M. J. Rhett

Al-Kahrabaa
- Position: Center / power forward
- League: Iraqi Basketball Premier League

Personal information
- Born: November 15, 1992 (age 33) Hopkins, South Carolina, U.S.
- Nationality: American
- Listed height: 6 ft 9 in (2.06 m)
- Listed weight: 235 lb (107 kg)

Career information
- High school: Lower Richland (Columbia, South Carolina)
- College: Tennessee State (2011–2014); Ole Miss (2014–2015);
- NBA draft: 2015: undrafted
- Playing career: 2015–present

Career history
- 2015–2016: BK Barons
- 2016: Blackwater Elite
- 2016: Leones de Santo Domingo
- 2016–2017: Sigal Prishtina
- 2017: Tadamon Zouk
- 2017: Cholet Basket
- 2017: Leones de Santo Domingo
- 2017–2018: Flamengo
- 2018: Leones de Santo Domingo
- 2018: Pauian Archiland
- 2018: Las Fieras de La Villa
- 2019: Obras Sanitarias
- 2019: Indios de Mayagüez
- 2019: Capitanes de Arecibo
- 2019: Club Rafael Barias
- 2019: Cibona Zagreb
- 2020: PAOK
- 2020: GTK Gliwice
- 2020–2021: MKS Dąbrowa Górnicza
- 2021: Boulazac
- 2022: Marineros de Puerto Plata
- 2022–2023: Aldar Tanan Garid
- 2023: Al-Arabi SC
- 2023: Titanes del Distrito Nacional
- 2023: Panteras de Aguascalientes
- 2023: College Park Skyhawks
- 2024–present: Al-Kahrabaa

Career highlights
- Croatian League champion (2019); Rio de Janeiro Basketball Tournament champion (2018); Kosovo League champion (2017); Kosovo Cup champion (2017); Dominican Republic League champion (2016);

= M. J. Rhett =

American basketball player (born 1992)

Malcolm Jaleel "M. J." Rhett (born November 15, 1992) is an American professional basketball player for Al-Kahrabaa of the Iraqi Basketball Premier League. He played college basketball for the Tennessee State Tigers and the Ole Miss Rebels.

==Professional career==
Rhett has played, in the course of his professional career, in Latvia, the Philippines, the Dominican Republic, Lebanon, France, Brazil, Croatia, Mexico and Greece.
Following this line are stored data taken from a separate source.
PR #526, opened 2018-10-10
Fixes #25163 - Add Subscriptions report

mbacovsky:
PR Katello/katello#7747 is required for this report.
I'd like to ask reviewer to check if the queries could be further optimized and if the data collected match what was requested.

### DIFF
--- a/report_templates/subscriptions.erb
+++ b/report_templates/subscriptions.erb
@@ -8,17 +8,11 @@ template_inputs:
   description: Search query to filter subscription entitlements. E.g. `quantity >
     0` to exclude subscriptions with unlimited entitlements. Keep unset for all subscriptions.
   advanced: false
-- name: Output format
-  required: true
-  input_type: user
-  description: Format of the generated report (CSV or YAML)
-  options: "csv\r\nyaml"
-  advanced: false
 model: ReportTemplate
 require:
 - plugin: katello
 ￼ version: 3.9.0
-%>
+-%>
 <%- load_pools(search: input('Subscriptions filter'), includes: [:subscription, :products]).each_record do |pool| -%>
 <%-   report_row(
         'ID': pool.id,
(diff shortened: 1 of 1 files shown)


report_templates/subscriptions.erb
```diff
@@ -0,0 +1,32 @@
...
+  required: true
+  input_type: user
+  description: Format of the generated report (CSV or YAML)
+  options: "csv\r\nyaml"
+  advanced: false
+model: ReportTemplate
+require:
+- plugin: katello
+￼ version: 3.9.0
+%>
```
ares: use - in here, otherwise I'm getting empty line as first thing in the report

report_templates/subscriptions.erb
```diff
@@ -0,0 +1,32 @@
...
+name: Subscriptions
+snippet: false
+template_inputs:
+- name: Subscriptions filter
+  required: false
+  input_type: user
+  description: Search query to filter subscription entitlements. E.g. `quantity >
+    0` to exclude subscriptions with unlimited entitlements. Keep unset for all subscriptions.
+  advanced: false
+- name: Output format
```
ares: Is yaml formatter stable enough already? I'm not sure I'd expose this as an input, once we think it's ready, we should have that as separate parameter for generating the report (as long as all reports will always support it). Overridding it per template using user input seems like something we'd need to remove in future.

ares (changes requested):
one nit and one thing to consider, otherwise works well (tested with patched katello)

report_templates/subscriptions.erb
mbacovsky: I consider yaml formatter stable enough as it is basically `to_yaml` called on a list of hashes with filtered content. I don't expect any troubles there. We didn't do a performance testing, but that was not done neither for the csv render. I'll remove the input for the format till we agree we want it there.

mbacovsky:
@ares, thanks for the review, updated.

ares (approved):

ares:
Thanks @mbacovsky, merging!

PR #528, opened 2018-10-12
Fixes #25185 - Dynamically determines which efi file to use for chain…

bennodepenno:
This patch could solve the pxegrub2 chainloading problem with UEFI systems. It now searches any hd*,gpt* three levels deep for efi files. When found, it will attempt a chainload.


lzap (approved):
Nice, gonna test this now with RHEL.

lzap:
So it works, but it's a bit slow. It is searching cd0 and fd0 for some time, randomly this can be as slow as 20 seconds. Do you have any ideas how to filter out CDROM and floppy from this? I don't see why this is actually searched, you explicitly say GPT and MSDOS there.

https://youtu.be/1d8akPd9ui8

provisioning_templates/snippet/pxegrub2_chainload.erb
```diff
@@ -5,22 +5,37 @@ model: ProvisioningTemplate
...
+  insmod fat
+  insmod chain
+
+  <% efi_file_list.each do |search_efi| %>
+  if [ $efi_found != true ]; then
+    echo "Search system for <%= search_efi %>"
+    for efi in (hd*,gpt*)/efi/*/*.efi (hd*,gpt*)/efi/*/*/*.efi (hd*,gpt*)/*.efi (hd*,gpt*)/*/*.efi ; do
+      regexp --set=1:efi_device '^\((.*)\)/' "${efi}"
+      regexp --set=1:efi_path '(.*)/.*$' "${efi}"
+      regexp --set=1:efi_file '.*\/(.*)$' "${efi}"
```
lzap, line 21: Can't we use `search` command for that? This is a bit hacky, I am wondering why `search` is not used.

bennodepenno: the search command does not accept wildcards, one has to specify the exact location of the efi file you're searching. It would require many statements (at least one for each distribution) to determine the root disk. Although  I agree that the for loop is hacky (and I'm not a programmer.) indeed, it was one way I could get it working.

bennodepenno: As for the slowness, the for loop should have eliminated the fd0 and cd0 searches. Unfortunately, it simply ignores this.. Do you have any idea why?

lzap:
Sorry for the delay, here is what I think is cleaner solution to the problem:

https://github.com/theforeman/community-templates/pull/533

bennodepenno:
Great work. I’ll test it on a few different machines and let you know the result.

Grtz. Ben

bennodepenno:
It works like a charm. I've tested in both virtual environments and on different HP machines configured with UEFI boot (HP: Z240, Z230, Z4 , Z2 mini G3, Proliant DL380 Gen9, Proliant DL380 Gen 10) successfully. Great work!

October 25, 2018 3:17 PM, "Lukáš Zapletal" <notifications@github.com (mailto:notifications@github.com?to=%22Luk%C3%A1%C5%A1%20Zapletal%22%20<notifications@github.com>)> wrote:
	Sorry for the delay, here is what I think is cleaner solution to the problem: 

	#533 (https://github.com/theforeman/community-templates/pull/533)

lzap:
Thanks I am closing this one, let's get the other one into upstream.

PR #532, opened 2018-10-25
Fixes #25301 - support hosts without owner

ares:


ares:
this also fixes the other problem, if owner is hostgroup it does not respond to login, it's safer to use to_s which also works on nil

mbacovsky (approved):
Works fine, thanks @ares.

tbrisker (approved):
Thanks @ares !

tbrisker:
:cherries: to 1.20 as e0dc734

tbrisker:
and pulled into core as https://github.com/theforeman/foreman/commit/a25699d4e39778ab13ed681878ee8174975c03f6

ares:
That was quick, thanks @mbacovsky and @tbrisker

PR #542, opened 2018-12-04
Refs #25624 - improve performance for registered hosts

ares:
needs linked fix from core, the major improvement is the facts loading but also we can eager load interfaces and owner to avoid 2n+1 issue

### DIFF
--- a/report_templates/registered_hosts.erb
+++ b/report_templates/registered_hosts.erb
@@ -13,7 +13,7 @@ require:
 - plugin: katello
 ￼ version: 3.9.0
 -%>
-<%- load_hosts(search: input('Hosts filter'), includes: [:operatingsystem, :subscriptions, :fact_values, :fact_names, :applicable_errata, :applicable_rpms]).each_record do |host| -%>
+<%- load_hosts(search: input('Hosts filter'), includes: [:operatingsystem, :subscriptions, :kernel_release, :interfaces, :owner, :applicable_errata, :applicable_rpms]).each_record do |host| -%>
 <%-   report_row(
         'Name': host.name,
         'Ip': host.ip,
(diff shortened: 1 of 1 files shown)


report_templates/registered_hosts.erb
```diff
@@ -13,15 +13,15 @@ require:
 - plugin: katello
 ￼ version: 3.9.0
 -%>
-<%- load_hosts(search: input('Hosts filter'), includes: [:operatingsystem, :subscriptions, :fact_values, :fact_names, :applicable_errata, :applicable_rpms]).each_record do |host| -%>
+<%- load_hosts(search: input('Hosts filter'), includes: [:operatingsystem, :subscriptions, :kernel_release, :interfaces, :owner, :applicable_errata, :applicable_rpms]).each_record do |host| -%>
```
ekohl, line 16: interfaces is needed for `host.ip` to be available?

report_templates/registered_hosts.erb
```diff
@@ -13,15 +13,15 @@ require:
 - plugin: katello
 ￼ version: 3.9.0
```
ekohl, line 14: Should this be bumped to 3.9.2, assuming it'll be cherry picked?

ares: There's no need for katello change, it's core that needs to be updated

report_templates/registered_hosts.erb
ares: Correct, maybe loading primary interface would be enough, I'll check that

ekohl (approved):

report_templates/registered_hosts.erb
tbrisker: did you check? interfaces can be a big table to join sometimes...

ares: Yes, I did, it does not work, the problem is with `Host::Base#get_interface_by_flag`, only when we include all interfaces, we don't trigger n+1 issue. Since load_hosts works in bulks of 1000 records, the number of interfaces shouldn't be much higher than few thousands.

tbrisker: hmm, sounds like maybe we should revisit that method, but that's outside the scope for this PR.

tbrisker (approved):
Thanks @ares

Rhett signed with GTK Gliwice of the PLK on July 17, 2020.

On December 2, 2020, Rhett signed with MKS Dąbrowa Górnicza of the Polish Basketball League (PLK).

On March 30, 2021, Rhett signed with Boulazac of the LNB Pro A.

On August 27, 2022, Rhett signed with Wilki Morskie Szczecin of the Polish Basketball League (PLK), but didn't play for them.

On November 16, 2023, Rhett signed with the College Park Skyhawks of the NBA G League, but was waived on December 26.

On April 4, 2024, Rhett was announced as import signing for Central African club Bangui Sporting Club, for their debut season in the Basketball Africa League (BAL).